从不当着丈夫打嗝,挖耳朵,剔牙齿,擤鼻子......
周魁想起了她平时有多雅气,顿时心里一个冷笑:宝贝儿,可算掐到你的七寸了。
他温柔地把人扶坐起来,“养伤可不就是这样?命都快没了,还有啥尊严可谈的?放心,四哥明天告个假不去了,专门在家服侍你。”
“啊?我不要!”
“不准不要。你的伤势不太乐观,必须在床上躺半个月。”
“可是,我的腿还能动。”自己去拉撒一下总不碍事吧?还要人服侍?
“能动也不行,乱动会伤到气血的。”他的语气没商量,软中带硬地说,“你半个月内不准下地,就给我孵在床上。有四哥亲自服侍你不好么?”
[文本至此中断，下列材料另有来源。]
PR #127, opened 2016-04-29
Changes to work-item model

brianparry:
This patch includes changes to the work-item model that are needed to remove serializables from the 2.0 API pollers route. Changes convert the pollers resource "type" property to "name" and redact passwords from poller config.


brianparry:
This test failure is caused by password redaction.  It will need to be coordinated with a test change.

brianparry:
Depends on https://github.com/RackHD/RackHD/pull/208.  This will fix the functional test failure.

srinia6:
+1

PR #128, opened 2016-04-29
Bump mocha timeout to 10000 to mitigate potential jenkins issues

benbp:
Proposing a potential way to address what could be jenkins timeout issues when loading modules in mocha "before" blocks.

@RackHD/corecommitters @tldavies @davidzuhn

### DIFF
--- a/package.json
+++ b/package.json
@@ -5,7 +5,7 @@
   "main": "index.js",
   "scripts": {
     "doc": "jsdoc lib -r -d docs",
-    "test": "./node_modules/.bin/mocha $(find spec -name '*-spec.js') -R spec --require spec/helper.js"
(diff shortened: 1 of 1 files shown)


tldavies:
👎  This should try to be fixed via jenkins with lowering the node count for the build slave first.

davidzuhn:
What do you mean by "lowering the node count for the build slave"?

tldavies:
So the old build slave for 1.1 release only have 2 nodes. While the new build slave has 4. I would lower that count to 2 again. As that worked in the passed when we had timeouts in jenkins.

davidzuhn:
Do you mean cpus?

tldavies:
screen shot 2016-05-02 at 3 32 03 pm
The above photo shows 4 idle reduces it to 2.

davidzuhn:
Most of the build failures have occurred when that build job was the only one running on the given node.

PR #295, opened 2019-06-24
Add playbook to install pre-reqs for Rook

supertetelman:
- Addressing a bug that was causing Rook installation to fail on some systems.
- Created a new bootstrap-software playbook for us to add misc. library installs that don't fit under existing bootstrap playbooks.


playbooks/bootstrap-software.yml
```diff
@@ -0,0 +1,12 @@
...
+  become: true
+  tasks:
+    - name: install xfsprogs for ceph/rook
+      package:
+        name: xfsprogs
+        state: present
+    - name: install python-setuptools for ceph/rook
+      package:
+        name: python-setuptools
+        state: present
```
ryanolson: present or latest?

ryanolson: same with pip.  often times we get warnings when pip is too out of date.  perhaps we can have a task that ensures both `pip` and `setuptools` are up-to-date.

supertetelman: I wanted to leave this as present. A few of the other playbooks (I'm thinking nvidia-dgx specifically) install a tested/validated version of python-setuptools. We don't need latest for ceph/rook to work, we just need the library present. I'd rather not upgrade/risk breaking something else if it isn't necessary.

supertetelman:
Well, what are your thoughts on creating a general pre-req software playbook? I originally had it called boot-rook.yml, but I thought it would be more useful to create a more general file for packages that typically should be present, but are missing on some more bare-bones systems.

dholt:
It makes more sense to me to have the prerequisites installed with their respective software. If someone doesn't want Rook they shouldn't have to install the prerequisites.

playbooks/bootstrap-software.yml
dholt: +1 'present' is best-practice for Ansible anyway, I think the idea is that you don't want to unknowingly update user's packages

supertetelman:
Okay, I moved files into the bootstrap-rook.yml and updated the deployment script to hint at running this playbook or properly removing previous installs if it is failing.

michael-balint:
@supertetelman - I don't think moving the check/install for these dependencies in the k8s-cluster playbook is what we want. Can we move it under the rook bash script? I know it's gross, but the rook bash script should probably become a playbook as well, eventually.

Also (this doesn't pertain to this PR, but is relevant): the `scripts/rmrook.sh` script doesn't ever work for me. I constantly need to change the last line. Shouldn't we be running the ansible command on "all" hosts, not just "management"? Management doesn't exist in our default inventories. Should we update this in this PR?

PR #304, opened 2019-07-15
Add playbook to manage ad-hoc startup commands via rc.local

dholt:


playbooks/rc-local.yml
```diff
@@ -0,0 +1,30 @@
...
+        mode: 0755
+        create: yes
+      when: ansible_distribution == "Ubuntu"
+    - name: manage /etc/rc.d/rc.local permissions on RHEL/CentOS
+      file:
+        path: /etc/rc.d/rc.local
+        mode: 0755
+      when: ansible_os_family == "RedHat"
+    - name: manage /etc/rc.local contents
+      blockinfile:
```
ajdecon: Are you doing it this way to try to preserve pre-existing rc.local contents?

Otherwise it would seem like a template would be an easier way to manage this.

dholt: Yes exactly. We could probably still preserve file contents with a template but this was easy and admittedly I needed a quick/easy solution :)

ajdecon:
Tests pass, merging.

PR #306, opened 2019-07-16
Add Enroot role/playbook

dholt:
Ansible role and playbook to install [Enroot](https://github.com/NVIDIA/enroot)

### DIFF
--- a/playbooks/enroot.yml
+++ b/playbooks/enroot.yml
@@ -1,0 +1,9 @@
+---
+- import_playbook: nvidia-docker.yml
+
+- hosts: all
+  become: yes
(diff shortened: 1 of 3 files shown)


ajdecon:
Because `enroot` is a fairly non-obvious name, can we either add a comment to the playbook, or a README to the role? (Or both! ;-) ) So that it's clear from the code what this tool is and why you would want it.

michael-balint:
@ajdecon - That's a great suggestion. We'll likely have this in the docs since this is part of an upcoming deployment stack.

dholt:
Depricated in favor of #337

PR #311, opened 2019-07-19
Support for MAAS automation

dholt:


michael-balint:
Tested, works well, but merge conflicts must be resolved.

Suggest adding a line to the config.example/inventory for `maas` (can be empty).

Issue #312, opened 2019-07-22
Failed at  "TASK [slurm : create users]"


jxdn:
Hi Team,

I face this issue when i run :
ansible-playbook -l slurm-cluster playbooks/slurm-cluster.yml 

TASK [slurm : create users] ****************************************************
fatal: [login01]: FAILED! => 
  msg: '''dict object'' has no attribute ''SUDO_USER'''

Any idea why this issue happen?

supertetelman:
I'll take a look at this.

For now you can get past this by adding the '-u ubuntu' flag to the ansible command.

PR #315, opened 2019-07-24
Update user params in slurm files

supertetelman:
This resolves the issue where a -u flag was required when install slurm.

### DIFF
--- a/playbooks/slurm.yml
+++ b/playbooks/slurm.yml
@@ -9,7 +9,7 @@
   roles:
     - name: slurm
       vars:
-        user: "{{ ansible_user | default(ansible_env.SUDO_USER) }}"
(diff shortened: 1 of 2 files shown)


supertetelman:
As far as I can tell this was always failing and the ansible_ssh_user variable has been deprecated. Let me know if there were other reason we used that value here.

dholt:
Which part was always failing? I use this playbook with/without `-u` all the time.

supertetelman:
Maybe you have a less vanilla configuration. I've seen a handful of different people, including a currently open issue. I've experienced it myself on a clean Ubuntu 18 install.

dholt:
I’m asking which part you are referring to in your second comment

dholt:
#312

PR #319, opened 2019-07-30
Split Jenkinsfile into function-specific scripts

ajdecon:
Take most shell commands out of the Jenkinsfile and split into function-specific scripts.

This has the dual purpose of making the Jenkinsfile more readable, and eventually making it easier to write tests in nicer languages.

Note: this is a WIP because it can only be tested by opening a PR. ;-P Will ping reviewers directly once it passes tests and is ready to go.

### DIFF
--- a/.jenkins-scripts/munge-files.sh
+++ b/.jenkins-scripts/munge-files.sh
@@ -1,0 +1,33 @@
+#!/bin/bash
+
+if [ -z "${GPUDATA+x}" ]; then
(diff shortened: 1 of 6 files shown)


ajdecon:
Jenkins tests pass, and looking at the results it looks like everything actually ran. Since this PR is all about Jenkins tests, that seems right to me!

Ping @dholt @michael-balint for review, this should be good to go.

PR #338, opened 2019-09-06
Update main.yml

nvhans:
URL for dholt's SLURM RPM fiile is incorrect.


michael-balint:
Verified that the new link works. We have RPM assets under https://github.com/DeepOps/slurm/releases/tag/1.4, but not docker-1.4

雪砚傻呆呆的。她想到小时候爹重病时娘是怎么服侍的,几乎要昏过去。让这样一个俊气、威严的贵族丈夫给她擦屁屁......
甚至......
天啊,她不如死掉算了。
周魁转身拧一个热毛巾。凌厉的面孔上浮起了一丝坏笑。一回头,这笑又藏得严严实实的。他十分正人君子地说,“来,这袄子后面割坏了,换了。”
“啊,不用换......”她泪汪汪地摇头,一张脸红得透透的。